Section 103, pars. (b) (d) (1) of the NIRC before the enactment of R.A. No. 7716.

 Petitioner is in error in claiming that R.A. No. 7716 granted exemption to these
transactions while subjecting those of petitioner to the payment of the VAT.
 Finally, it is contended that R.A. No. 7716 also violates Art. VI, Section 28(1) which
provides that “The rule of taxation shall be uniform and equitable. The Congress shall
evolve a progressive system of taxation”
 Nevertheless, equality and uniformity of taxation mean that all taxable articles or kinds of
property of the same class be taxed at the same rate.

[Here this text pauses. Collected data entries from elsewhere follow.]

PR #2661, opened 2021-02-03
add status for drafting and researching

### LINKED ISSUE #2260: hide the "active" and "next" labels during drafting?
It's confused me many a time. Wait, why am I active?
Just a small thing though.

vsrisuknimit:
This PR can close #2260 .

Everyone is drafting:
Screen Shot 2021-02-02 at 10 12 46 PM

Yellow is done with drafting the first pack:
Screen Shot 2021-02-02 at 10 12 57 PM

Everyone is researching phase (research phase after drafting):
Screen Shot 2021-02-02 at 10 11 53 PM

Yellow selected what cards to buy:
Screen Shot 2021-02-02 at 10 11 59 PM


src/Game.ts
```diff
@@ -630,6 +630,10 @@ export class Game implements ISerializable<SerializedGame> {
     });
   }
 
+  public finishedResearchPhase(player: Player): boolean {
+    return this.researchedPlayers.has(player.id);
```
bafolts, line 634: I think we already have this under a different name.

https://github.com/bafolts/terraforming-mars/blob/main/src/Game.ts#L797

src/components/overview/PlayersOverview.ts
```diff
@@ -64,6 +65,19 @@ export const PlayersOverview = Vue.component('players-overview', {
       return result.slice(0, -1);
     },
     getActionLabel(player: PlayerModel): string {
+      if (this.player.phase === Phase.DRAFTING) {
```
bafolts, line 68: This function has returns `ActionLabel.NONE` at the end which I think is helpful. If we didn't find any other situation where we returned then we return `ActionLabel.NONE`. I would modify this to only return `ActionLabel.DRAFTING` or `ActionLabel.RESEARCHING` when needed.

```typescript
if (this.player.phase === Phase.DRAFTING && player.needsToDraft) {
    return ActionLabel.DRAFTING;
}
if (this.player.phase === Phase.RESEARCH && player.needsToResearch) {
    return ActionLabel.RESEARCHING;
}
```

bafolts (changes requested):
I would re-use the `hasResearched` function on `Game` versus creating a separate function for this.

src/Game.ts
vsrisuknimit: Got it. Made it public to use here.

src/components/overview/PlayersOverview.ts
vsrisuknimit: ActionLabel.NONE is needed. Otherwise, ACTIVE player will be labeled active even when the label does not matter during drafting or research phase.

image

In this picture, Green already drafted.

bafolts (approved):

Issue #2221, opened 2020-12-29
Show cost of all standard projects


andystager:
I saw this was alluded to in #2192 discussion, but I wanted to highlight it specifically. There is no listing on the UI for costs of standard projects I can't afford at a given moment.

Scenario:
If I want to sell patents to buy a standard project that I cannot currently afford, I don't see a reference to confirm its cost (and thus how many cards I need to assess the sale of), since the projects above my current MC total are not displayed. Can they be shown but greyed out? Or add a reference around the game board for various costs?

I'm constantly second guessing myself on if a greenery costs 22 or 23 MC.

kevinb9n:
As a *general* rule I think dimming is "always" better than hiding, and made a short speech about it here:
https://github.com/bafolts/terraforming-mars/issues/2175#issuecomment-750410475
(a VERY short speech by my standards :-))
In this case, keeping them all there also lets you play a little bit more from muscle-memory. A very very small point.

By default I would keep everything in (even Aquifer after all the oceans are placed, since the new "warnings" system should address that?).

There can always be specific reasons that override a general rule though.

sienmich:
Yep, I still remember that one :)
Will work on this probably soon, thanks for reporting

PR #2664, opened 2021-02-03
Show all standard projects

sienmich:
When having 17MC it looks like this:
Screenshot from 2021-02-03 15-19-18

The gray ones are not clickable

Closes https://github.com/bafolts/terraforming-mars/issues/2221


vsrisuknimit:
What happen when you have 23 mc but Ocean and Temp are already maxed out?

sienmich:
> What happen when you have 23 mc but Ocean and Temp are already maxed out?

With maxed oceans (works! :) ):
Screenshot from 2021-02-03 15-39-11

vsrisuknimit:
Question is whether the grayed out buttons should be sorted out to the back end of the list. I am not sure.

sienmich:
> Question is whether the grayed out buttons should be sorted out to the back end of the list. I am not sure.

I think having them in the same order is better, we can get used to their constant position, muscle memory etc.
But if we want to, then probably in the next issue / PR.

sienmich:
Additionally, I think we could use the same method to merge the `Play card from hand` with `Cards in hand`, as someone suggested in discord lately (then some option button to sort by `canPlay` would be nice)

kberg:
We don't do this with other cards, so why is this special?

>

sienmich:
> We don't do this with other cards, so why is this special?
> […](#)

Because players want to see the cost of standard projects they can not afford (in #2221)

kberg:
> > We don't do this with other cards, so why is this special?
> > […](#)
> 
> Because players want to see the cost of standard projects they can not afford (in #2221)

Yeah that makes sense.

src/Player.ts
```diff
@@ -1634,26 +1634,25 @@ export class Player implements ISerializable<SerializedPlayer> {
       (canUseMicrobes ? this.getMicrobesCanSpend() * 2 : 0);
   }
 
-  // Public for testing
-  public getPlayableStandardProjects(): Array<StandardProjectCard> {
+  private getStandardProjects(): Array<StandardProjectCard> {
     // TODO(kberg): Filter playability based on the project's reserve units.
```
kberg, line 1638: This comment is irrelevant now.

src/inputs/SelectCard.ts
```diff
@@ -14,6 +14,7 @@ export class SelectCard<T> implements PlayerInput {
         public maxCardsToSelect: number = 1,
         public minCardsToSelect: number = 1,
         public selectBlueCardAction: boolean = false,
+        public canAct?: Array<boolean>,
```
kberg, line 17: This is a strange behavior, being a special case, so I suggest some changes.

1. Name this `enabled` so it's clear this isn't related to the `canAct` methods on cards.
2. Add a comment describing what this is and why it is optional. (selectBlueCardAction should have the same thing.)
2a. In fact, it's looking to be time to just turn all of those into a structure of parameters.

src/server/ServerModel.ts
```diff
@@ -215,7 +216,7 @@ function getCardsAsCardModel(
       resourceType: card.resourceType,
       calculatedCost: 0,
       cardType: CardType.AUTOMATED,
-      isDisabled: false,
+      isDisabled: canAct?.[index] === false,
```
kberg, line 219: Rename this to `enabled` and suddenly things will be even across the board.

src/components/card/Card.ts
```diff
@@ -106,7 +106,7 @@ export const Card = Vue.component('card', {
       const classes = ['card-container', 'filterDiv', 'hover-hide-res'];
       classes.push('card-' + card.name.toLowerCase().replace(/ /g, '-'));
 
-      if (this.actionUsed) {
+      if (this.actionUsed || card.isDisabled) {
```
kberg, line 109: The class being pushed is designed for `cards-action-was-used.` It might be convenient to resuse it, but please either rename the CSS class or something. Otherwise someone in the future is going to look at this and think "What does card.isDisabled have to do with action-was-used?"

kberg (commented):
Adding a test that shows how the SelectCard is populated is probably in order.

src/Player.ts
```diff
@@ -1634,26 +1634,25 @@ export class Player implements ISerializable<SerializedPlayer> {
...
+      .filter((card) => card.name !== CardName.SELL_PATENTS_STANDARD_PROJECT)
       .sort((a, b) => a.cost - b.cost);
   }
 
-  private getPlayableStandardProjectOption(): PlayerInput | undefined {
-    const standardProjects: Array<StandardProjectCard> = this.getPlayableStandardProjects();
-    if (standardProjects.length === 0) {
-      return undefined;
-    }
+  // Public for testing
```
bafolts, line 1645: Anything needed only for testing should be able to use the `TestPlayer` class. Then a needed function for testing can be made `protected` versus `private`.

src/inputs/SelectCard.ts
bafolts: Another option. Similar to `SelectInitialCards` you could create a `SelectStandardProject`. Then this could remain specific to standard projects and not have to go with the generic `SelectCard`.

src/Player.ts
```diff
@@ -1634,26 +1634,25 @@ export class Player implements ISerializable<SerializedPlayer> {
...
+  public getStandardProjectOption(): SelectCard<StandardProjectCard> {
+    const standardProjects: Array<StandardProjectCard> = this.getStandardProjects();
 
     return new SelectCard(
       'Standard projects',
       'Confirm',
       standardProjects,
       (card) => card[0].action(this),
```
bafolts, line 1653: Since we are not checking for `card.canAct` when allowing the user to select this card we will want to check here that `card.canAct` is `true`. Otherwise this could introduce a place where a user could cheat. If a clever user were to provide a card that was disabled we would run the action.

sienmich: Good point, thanks. Resolved in https://github.com/bafolts/terraforming-mars/pull/2664/commits/15b93cf90354143d34bdf6839042b6da510c4cc1

src/inputs/SelectCard.ts
sienmich: @kberg
1., 2. - done
2a - sounds good, in other PR

sienmich: @bafolts
I think that this option could be useful not only with standard projects, so I'd like to leave it that way.
For example, playing a card from hand could also display unplayable cards (as an option)

src/server/ServerModel.ts
sienmich: This one I'd rather not rename, it's used in some places (was here before me :) ).
Changing it to the opposite meaning would change more than I want

src/components/card/Card.ts
sienmich: Agree, changed the css name to `card-unavailable`

src/Player.ts
sienmich: Hm, I think not really. The protected function could be called from within the `TestPlayer`. In this case, there is some turmoil test that checks which SPs are available.
There are no `protected` methods in Player for now, so if we want to do this, then next PR preferably

sienmich:
@kberg, @bafolts, thanks for the review!
I think I addressed all of your concerns for now :smile:

src/inputs/SelectCard.ts
kberg: > Another option. Similar to `SelectInitialCards` you could create a `SelectStandardProject`. Then this could remain specific to standard projects and not have to go with the generic `SelectCard`.

I do like that option, but if it's another PR, that's fine too.

src/server/ServerModel.ts
kberg: Ah I didn't realize that. I'd still wish. Parameters in the negative aren't quite an _antipattern_ but they can be a little tricky. A thing for another day.

src/Player.ts
kberg: > Hm, I think not really. The protected function could be called from within the `TestPlayer`. In this case, there is some turmoil test that checks which SPs are available.
> There are no `protected` methods in Player for now, so if we want to do this, then next PR preferably

@sienmich will you own this? If not, drop a TODO.

src/Player.ts
sienmich:
```suggestion
```

src/Player.ts
sienmich:
```suggestion
  // Public for testing. TODO: make protected using the TestPlayer class.
```

sienmich: Added TODO.

src/Player.ts
```diff
@@ -1848,7 +1851,7 @@ export class Player implements ISerializable<SerializedPlayer> {
       action.options.push(remainingAwards);
     }
 
-    const standardProjectsOption = this.getPlayableStandardProjectOption();
+    const standardProjectsOption = this.getStandardProjectOption();
     if (standardProjectsOption !== undefined) {
       action.options.push(standardProjectsOption);
     }
```
sienmich, line 1857:
```suggestion
    action.options.push(standardProjectsOption);
```

sienmich:
So, any more concerns? :thinking:

src/Player.ts
```diff
@@ -832,6 +834,9 @@ export class Player implements ISerializable<SerializedPlayer> {
       const mappedCards: Array<ICard> = [];
       for (const cardName of input[0]) {
         mappedCards.push(this.getCard(pi.cards, cardName));
+        if (pi.enabled?.[pi.cards.map((card) => card.name).indexOf(cardName)] === false) {
```
bafolts, line 837: This usage of `.map.indexOf` is equivalent of `findIndex`. Once this uses `findIndex` this looks good to me.

`pi.cards.findIndex((card) => card.name === cardName)`

sienmich:
```suggestion
        if (pi.enabled?.[pi.cards.findIndex((card) => card.name === cardName)] === false) {
```
Ok, committing

bafolts (approved):

motoyugota:
> Additionally, I think we could use the same method to merge the `Play card from hand` with `Cards in hand`, as someone suggested in discord lately (then some option button to sort by `canPlay` would be nice)

If the reasoning for doing this with Standard Projects is to show the costs even if you can't afford one right now, then this I think is even more important. It is easy to forget that you have a particular card with a requirement that you are waiting to play, and not seeing that card when you go to "play a card" makes it very easy to forget about. You may play things differently to make that requirement happen.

 The taxing power has the authority to make reasonable and natural classifications for
purposes of taxation.
 To satisfy this requirement it is enough that the statute or ordinance applies equally to all
persons, firms, and corporations placed in similar situation.
 Furthermore, the Constitution does not really prohibit the imposition of indirect taxes
which, like the VAT, are regressive.
 What it simply provides is that Congress shall “evolve a progressive system of taxation.”
 The constitutional provision has been interpreted to mean simply that “direct taxes are
to be preferred and as much as possible, indirect taxes should be minimized.”
 The mandate to Congress is not to prescribe, but to evolve, a progressive tax system
 As regards the contention of CUP, it is worth noting that its theory amounts to saying
that under the Constitution cooperatives are exempt from taxation.
 Such theory is contrary to the Constitution under which only the following are exempt
from taxation: charitable institutions, churches, and parsonages, by reason of Art. VI, §28
(3), and non-stock, non-profit educational institutions by reason of Art. XIV, S4 (3)
 With all the foregoing ratiocinations, it is clear that the subject law bears no
constitutional infirmities and is thus upheld.